13th December 1835

Captain Fitzroy’s Journal
The whole group of islands called Feejee, or Fidji, by Europeans, but of which the native name is, I believe, Navihi—is of very dangerous navigation: not only on account of coral reefs, scarcely hidden by a few feet of water, but because the natives are ferocious and treacherous cannibals. My informant said, that the master of his schooner (who was long detained a prisoner among them, his life being spared in hopes of obtaining a large ransom), was an unwilling participator in a cannibal feast on some prisoners of war, taken in an attack on a neighbouring island. That they have an idea of the superiority of white men may be inferred from a message sent previous to this battle, saying, "We shall kill and eat you all—we have seven white men to fight for us!" Although many unfortunate seamen have fallen victims to the thoroughly savage Feejee Islanders, a few whites have not only escaped death, but have established themselves in some authority among the natives. A man known by the name of Charles, was more respected than almost any of their own chieftains, on account of his extraordinary valour: and so highly was he considered by all of them, that he was allowed to have a hundred wives.

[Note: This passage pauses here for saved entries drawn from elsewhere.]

PR #2140, opened 2016-01-22
Teach StreamBlocks about NON_FIELD_ERRORS

timheap:
A StreamBlock can now have NON_FIELD_ERRORS as part of its error dict.
These will be displayed as error messages above the StreamBlock in the
admin upon form submission.

No code in Wagtail currently makes use of this feautre. It is available
for developers of sites to use in their custom StreamField blocks.

### DIFF
--- a/wagtail/wagtailcore/tests/test_blocks.py
+++ b/wagtail/wagtailcore/tests/test_blocks.py
@@ -8,6 +8,7 @@ from django.forms.utils import ErrorList
 from django.core.exceptions import NON_FIELD_ERRORS, ValidationError
 from django.test import TestCase, SimpleTestCase
 from django.utils.safestring import mark_safe, SafeData
+from django.utils.html import format_html
 
 from wagtail.wagtailcore import blocks
 from wagtail.wagtailcore.rich_text import RichText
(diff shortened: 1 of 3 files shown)


wagtail/wagtailcore/tests/test_blocks.py
```diff
@@ -1271,6 +1301,71 @@ class ValidatedBlock(blocks.StreamBlock):
             3: ['Enter a valid URL.'],
         })
 
+    def test_block_level_validation_no_errors(self):
```
m1kola: If I'am not mistaken `render_form` will not be called in `test_block_level_validation_no_errors` and in `test_block_level_validation_throws_errors`.

What do you want to achieve by writing these two tests? Seems like you want to make sure that `ValidatedBlock`, `ColumnBlock`, `IntegerBlock` works correctly, but they are used only for tests porpuses. Don't you think that it looks like writing tests on tests? :)

m1kola:
Hello, @timheap!

I have some doubts about `test_block_level_validation_no_errors` and `test_block_level_validation_throws_errors`, but in general it looks great.

Thank you!

wagtail/wagtailcore/tests/test_blocks.py
timheap: You're right, this is needlessly complicated. I was attempting to test that the validation logic is called, and any ValidationErrors raised behave as expected. I added tests for a use case that closely matches a real use case that I wrote this PR for, but I can make something simpler. I can also write a test to ensure the error messages actually appear in the rendered form.

m1kola: @timheap, I think `test_block_level_validation_no_errors` and `test_block_level_validation_throws_errors` must not be in `TestStreamBlock`, because **they related only to `ValidatedBlock`**. If you want to be sure that `ValidationError`s raised as expected you can define `TestValidatedBlock` and put these two test in this test case. But I think this is the way to `TestTestValidatedBlock`, `TestTestTestValidatedBlock` and so on :) I think so because `ValidatedBlock` written only for test purposes. 

As **better solution in my opinion** I can suggest you:
* write test that checks html returned by `render_form` with errors (already done with `test_block_level_validation_renders_errors`)
* write test that checks html returned by `render_form` without errors
* remove `test_block_level_validation_no_errors` and `test_block_level_validation_throws_errors`

If we do so, we will still have example that closely matches real use case and tests that covers changes in code (positive and negative scenarios).

What do you think about it?

timheap:
@m1kola I've simplified the tests considerably. I still think the tests are useful to have, to ensure that streamblock-level validation works as expected. However, the previous set up certainly hid the tests behind a bunch of unnecessary extra code.

I have also added a `StreamBlockValidationError` exception that simplifies the creation of ValidationErrors that conform to the format expected by StreamBlocks.

m1kola:
@timheap, I sent PR https://github.com/takeflight/wagtail/pull/1 to your branch to show my vision. You can just decline this PR, but please take a look at `test_block_level_validation_render_no_errors`. I think it would be good to check that no errors will be printed if `render_form` will be called without passing errors.

`StreamBlockValidationError` is good idea, I think!

timheap:
I've merged the PR from @m1kola (with a small fix to remove a now-unused import). This should be good to go now!

m1kola:
I think we can merge this PR. Thank, @timheap!

P.S: build [#5808.7](https://travis-ci.org/torchbox/wagtail/jobs/113039639) was failed. Looks like this PR is not a reason of failure.

gasman:
Merged in 7d22066da561feaecca5f8e496cb0781e245d0ee + parents

PR #2829, opened 2016-07-07
Eliminate Django 2.0 deprecation warnings for on_delete, is_anonymous, is_authenticated

gasman:
Because test runs are currently quite noisy, and there's no harm in getting this in early...

Added `on_delete` to model fields that are currently missing, and added compatibility shims for `user.is_anonymous` and `user.is_authenticated` (which should now be accessed as attributes rather than methods).


m1kola:
Thanks!

PR #2830, opened 2016-07-07
Add back buttons to page delete / unpublish confirmation pages

### LINKED ISSUE #2213: Lack of cancel button on 'unpublish' or 'delete' pages

gasman:
Fixes #2213

### DIFF
--- a/wagtail/wagtailadmin/templates/wagtailadmin/pages/confirm_delete.html
+++ b/wagtail/wagtailadmin/templates/wagtailadmin/pages/confirm_delete.html
@@ -17,14 +17,18 @@
                 {% endblocktrans %}
             {% endif %}
         </p>
-        {% page_permissions page as page_perms %}
-        {% if page_perms.can_unpublish %}
-            <p>{% trans "Alternatively you can unpublish the page. This removes the page from public view and you can edit or publish it again later." %}</p>
-        {% endif %}
+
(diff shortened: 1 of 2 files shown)


m1kola:
Merged in 64aac99d9711cd5e5eeaf0f455d15c4d25222e60 (release notes in 07ac5aa8ee5456d308789585d0375a2fbe68ede4).

Thanks!

PR #2850, opened 2016-07-19
Fixed search tests

kaedroho:
A test was mutating the search_fields attribute of the SearchTest model causing subsequent tests that depended on the previous value to fail.


kaedroho:
Test failures are due to broken Django 1.10 support

PR #2573, opened 2016-05-06
Elasticsearch 2 support

kaedroho:
This pull request adds Elasticsearch 2 support into Wagtail into a new backend called ``wagtail.wagtailasearch.backends.elasticsearch2``

The main incompatibility is the fact that a column with the same name in different types in the same index cannot have different mappings. This means that Image.title and Page.title must have the exact same boost, analyzer etc.

I've used two methods to isolate models/fields in Elasticsearch to prevent these clashes:

 - I've split up models into different indices based on their "root model". So all pages, images and documents are in different indices (but all page models remain together in the same index)
 - Field names of page models are now prefixed with the model name in the index. So fields with the same name in different page models cannot have clashing mappings

This pull request is based on six others, see their descriptions for more information:

- [x] #2567 Validate search method's "fields" argument
- [x] #2569 Renamed search backend classes
- [x] #2570 Rewrote update_index command to support rebuilding multiple indices in the same 
- [x] #2571 Make deciding index column names the responsibility of the search backend
- [x] #2572 Fixed bug causing nested objects to use the wrong mapping
- ~~#2851 Replaced usage of index_analyzer~~

TODO:
 - [x] Tests for column with same name but different mapping in sibling models
 - [x] Tests for get_model_root
 - [x] Docs
 - [x] Travis CI setup (done, waiting for travis to run through)

Fixes #1734

---
This change is [Reviewable](https://reviewable.io/reviews/torchbox/wagtail/2573)

PR #2851, opened 2016-07-19
[Elasticsearch 2] Replaced usage of index_analyzer 

kaedroho:
Resubmission of #2568

index_analyzer has been removed in Elasticsearch 2.0. But the new way works in older versions as well so I think it's worth switching to the new way now.

https://www.elastic.co/guide/en/elasticsearch/reference/current/breaking_20_mapping_changes.html#_analyzer_mappings


kaedroho:
@gasman Travis doesn't report any Python 2.7 test failures, neither can I reproduce locally. I also cannot see by looking at the code how a Python 2.7 specific test failure could've occurred.

Could this be remerged?

gasman:
The failure is showing here:
https://travis-ci.org/torchbox/wagtail/jobs/145808149

It seems to be hopping between py27-dj18-sqlite-elasticsearch and py27-dj19-postgres-elasticsearch, so it may be intermittent - but it was happening consistently enough on my machine to run a `git bisect`.

gasman:
Still failing after a rebase (on py27-dj110-mysql-elasticsearch this time): https://travis-ci.org/torchbox/wagtail/builds/145843051 :-(

adriaant:
Having issues using ES > 2.0 that should be fixed in this PR. E.g. 
`raise HTTP_EXCEPTIONS.get(status_code, TransportError)(status_code, error_message, additional_info)
elasticsearch.exceptions.RequestError: TransportError(400, 'mapper_parsing_exception', 'Mapping definition for [_partials] has unsupported parameters:  [index_analyzer : edgengram_analyzer]')`
Is this change going to be released soon?

gasman:
@adriaant We can't offer any promises about when ES2 support will be shipped, sorry.

adriaant:
@gasman Well, as long as it does get released at some point ;)

kaedroho:
@gasman It seems to be a bug in Elasticsearch as it occasionally happens with 1.3 and 1.4. But never happens in 1.5+.

kaedroho:
Going to merge this into #2573

PR #2852, opened 2016-07-19
Allow test failures on Django 1.10

kaedroho:
An update to Django 1.10 has caused a test to fail. While I'm not usually one who believes in rolling back features due to small test failures, I think it's warranted in this case as Django 1.10 is not stable yet and we shouldn't guarentee full support until at least an RC has been released.


kaedroho:
I've just been made aware that an RC has just been released so now is the time to start supporting Django 1.10. Closing this PR, I'll look into the specific issue now.

PR #2854, opened 2016-07-19
Remove dubious GroupForm test that fails on Django 1.10rc1

gasman:
test_group_form_includes_non_registered_permissions_in_initial_data fails in
Django 1.10rc1 because the native value of a ManyToManyField (as reflected in
form.initial) is now a queryset rather than a list of PKs. However, this test
is not actually testing anything meaningful. It asserts that the initial
value of the 'permissions' field includes any permissions the group has which
are not included in registered_permissions; however, since these permissions
don't appear in the form, it's inconsequential whether they're included or not.


kaedroho:
Thanks!

PR #2858, opened 2016-07-20
Prevent double-escaping of block template output on Jinja2

### LINKED ISSUE #2541: Double-escaping bug when rendering blocks with Jinja2
You should be able to reproduce this bug with:

- this page model:

```python
from wagtail.wagtailcore import blocks, fields, models

class PageWithBlocks(models.Page):

    content = fields.StreamField([
        ('stuff', blocks.CharBlock(template='stuff.html')),
    ])
```

- this `page_with_blocks.html` template:

```
{{ page.content }}
```

- this `stuff.html` template:

```
<p>{{ value }}</p>
```

The `<p>` and `</p>` tags show up in the rendered web page.

----

Ultimately, this happens because:

- Django's template engine returns an HTML-safe string: `NodeList.render()` calls `mark_safe()` on its output.
- Jijna2 doesn't do that: `Template.render()` doesn't wrap its output in `Markup(...)`

It's unclear to me which behavior is correct :-/

At least this difference could explain why the problem wasn't noticed before.

----

This bug is the result of the following sequence:

- `page.content` is a `StreamValue` instance built by `StreamField.to_python()`
- Jinja2 calls its `StreamValue.__html__()` method to render it in the page template
- `StreamBlock.render()` which is inherited from `Block` -- we're rendering the StreamField
- `StreamBlock.render_basic()` which is inherited from `BaseStreamBlock`
- `format_html_join()`
- `force_text(child)` -- now we're rendering the child, a `StreamChild` which inherits `BoundBlock` and is a bound version of our `RichTextBlock`
- `BoundBlock.__str__()`
- `Block.render()`
- `render_to_string()` -- that's where the behavior diverges between Django and Jinja2

As a consequence, `format_html_join()` escapes the representation of the child when it concatenates blocks, and the bug happens.

----

Making `Block.render()` escape its output makes the example work as expected:

```diff
diff --git a/wagtail/wagtailcore/blocks/base.py b/wagtail/wagtailcore/blocks/base.py
index 89a1f54..795f7ba 100644
--- a/wagtail/wagtailcore/blocks/base.py
+++ b/wagtail/wagtailcore/blocks/base.py
@@ -217,7 +217,7 @@ class Block(six.with_metaclass(BaseBlock, object)):
         """
         template = getattr(self.meta, 'template', None)
         if template:
-            return render_to_string(template, self.get_context(value))
+            return mark_safe(render_to_string(template, self.get_context(value)))
         else:
             return self.render_basic(value)
 
```

The `mark_safe(render_to_string(...))` pattern is quite common in the code base so this solution seems consistent with the rest of the project.

Also it should fix the problem fully as the root cause is the difference in whether `render_to_string()` returns a HTML-safe string or not.

----

Note that I only tested on Python 3. I suspect that the problem also exists on Python 2.

gasman:
Fixes #2541. Thanks to @aaugustin for the initial bug report and detailed analysis.

(Have taken the opportunity to fix some rough edges in the jinja2 test setup too...)


gasman:
Merged in 6d6da5c1a97d3856b34100d0a6f84ece25bb16fc

PR #2859, opened 2016-07-20
Prevent double-escaping of rich text blocks on Jinja2

### LINKED ISSUE #2542: Double-escaping bug when rendering rich text blocks with Jinja2
This is similar but distinct from #2541. The combination of these two bugs currently produces triple-escaping :-)

----

You should be able to reproduce this bug with:

- this page model:

```python
from wagtail.wagtailcore import blocks, fields, models

class PageWithRichTextBlocks(models.Page):

    content = fields.StreamField([
        ('stuff', blocks.RichTextBlock(template='stuff.html')),
    ])
```

- this `page_with_blocks.html` template:

```
{{ page.content }}
```

- this `stuff.html` template (an actual example would contain HTML around the value):

```
{{ value }}
```

The HTML source of the rich text shows up in the rendered web page.

----

Taking a clue from `RichTextField`, I tried to apply the `|richtext` filter as follows:

```
{{ value|richtext }}
```

If I were rendering a `RichTextField`, the `|richtext` filter would call `expand_db_html()`, wrap the result in a div and call `mark_safe` on the result, thus returning a safe string.

With a `RichTextBlock`, `value` is already a `RichText` instance and the `|richtext` filter is a no-op. So `RichText.__str__` is called. It returns a safe string. This achieves the desired effect with the Django template language but not with Jinja2, for reasons I didn't investigate fully.

Anyway, the fix for this problem is the following:

```diff
diff --git a/wagtail/wagtailcore/rich_text.py b/wagtail/wagtailcore/rich_text.py
index af0b778..f66f640 100644
--- a/wagtail/wagtailcore/rich_text.py
+++ b/wagtail/wagtailcore/rich_text.py
@@ -4,7 +4,7 @@ import re  # parsing HTML with regexes LIKE A BOSS.
 
 from django.utils.encoding import python_2_unicode_compatible
 from django.utils.html import escape
-from django.utils.safestring import mark_safe
+from django.utils.safestring import SafeText
 
 from wagtail.wagtailcore import hooks
 from wagtail.wagtailcore.models import Page
@@ -180,7 +180,7 @@ def expand_db_html(html, for_editor=False):
 
 
 @python_2_unicode_compatible
-class RichText(object):
+class RichText(SafeText):
     """
     A custom object used to represent a renderable rich text value.
     Provides a 'source' property to access the original source code,
@@ -191,4 +191,4 @@ class RichText(object):
         self.source = (source or '')
 
     def __str__(self):
-        return mark_safe('<div class="rich-text">' + expand_db_html(self.source) + '</div>')
+        return '<div class="rich-text">' + expand_db_html(self.source) + '</div>'
```

(says the guy who made Django's and Jinja2's idea of what a safe string is almost compatible, but not fully, as this bug demonstrates...)

gasman:
Fixes #2542. Thanks to @aaugustin for the bug report and patch.

(incorporates #2858)


gasman:
Merged in 71cf921407a7ac17f62891e8547c19f16678cb90

PR #2860, opened 2016-07-21
Fix use of Page instead of specific_class

### LINKED ISSUE #2492: Use of base Page class in views prevent subclass methods from taking effect.
I was overriding the url method for my subclass, and have noticed that this takes effect in many places, but not everywhere.

In particular, https://github.com/torchbox/wagtail/blob/master/wagtail/wagtailadmin/views/pages.py#L319

`page = Page.objects.get(pk=page.pk)`

Could be replaced with

`page = page.specific_class.objects.get(pk=page.pk)`

This feels counter-intuitive, and as though it goes against the norms of wagtail and django elsewhere.

I have noted #836, #1378, and #2022, but none of those address this exactly.

woegjiub:
Fixes #2492 

Uses specific_class.url instead of Page.url for getting the 'view_live' URL
in the success message following Page publication.

### DIFF
--- a/wagtail/wagtailadmin/tests/test_pages_views.py
+++ b/wagtail/wagtailadmin/tests/test_pages_views.py
@@ -19,6 +19,7 @@ from django.utils import formats, timezone
 from django.utils.dateparse import parse_date
 
 from wagtail.tests.testapp.models import (
+    EVENT_AUDIENCE_CHOICES,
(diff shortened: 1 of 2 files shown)


gasman:
Merged in bd226fcedf738f9349d234cc9ca662a33841230f - thanks!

No small vessel ought to venture near any of the Feejee islands without being armed, and prepared to act defensively. Boarding nettings, if she has them, should be triced up; and no professions, or appearance of friendship, ought ever to put strangers off their guard. In case of an unavoidable rupture, a chief, the highest in rank that can be secured, should, if possible, be made prisoner—by force if fair means fail; and he should be made to understand that his life depended upon the conduct of his countrymen. Of course no right-minded man would act otherwise than to avoid or prevent any hostilities with ignorant savages, so long as he could do so without risking the lives of his own countrymen; but he must remember that, in hand to hand fighting, a band of fierce savages, armed with a variety of weapons, are more than a match for seamen unused, perhaps, to muskets, and equally awkward with pistols or swords: however brave and determined they may be, if dispersed, as usually happens, they are sure to be by far the greatest sufferers. I here allude to those savages who are really warriors. At some islands, and other places, they are comparatively timid, though seldom less treacherous.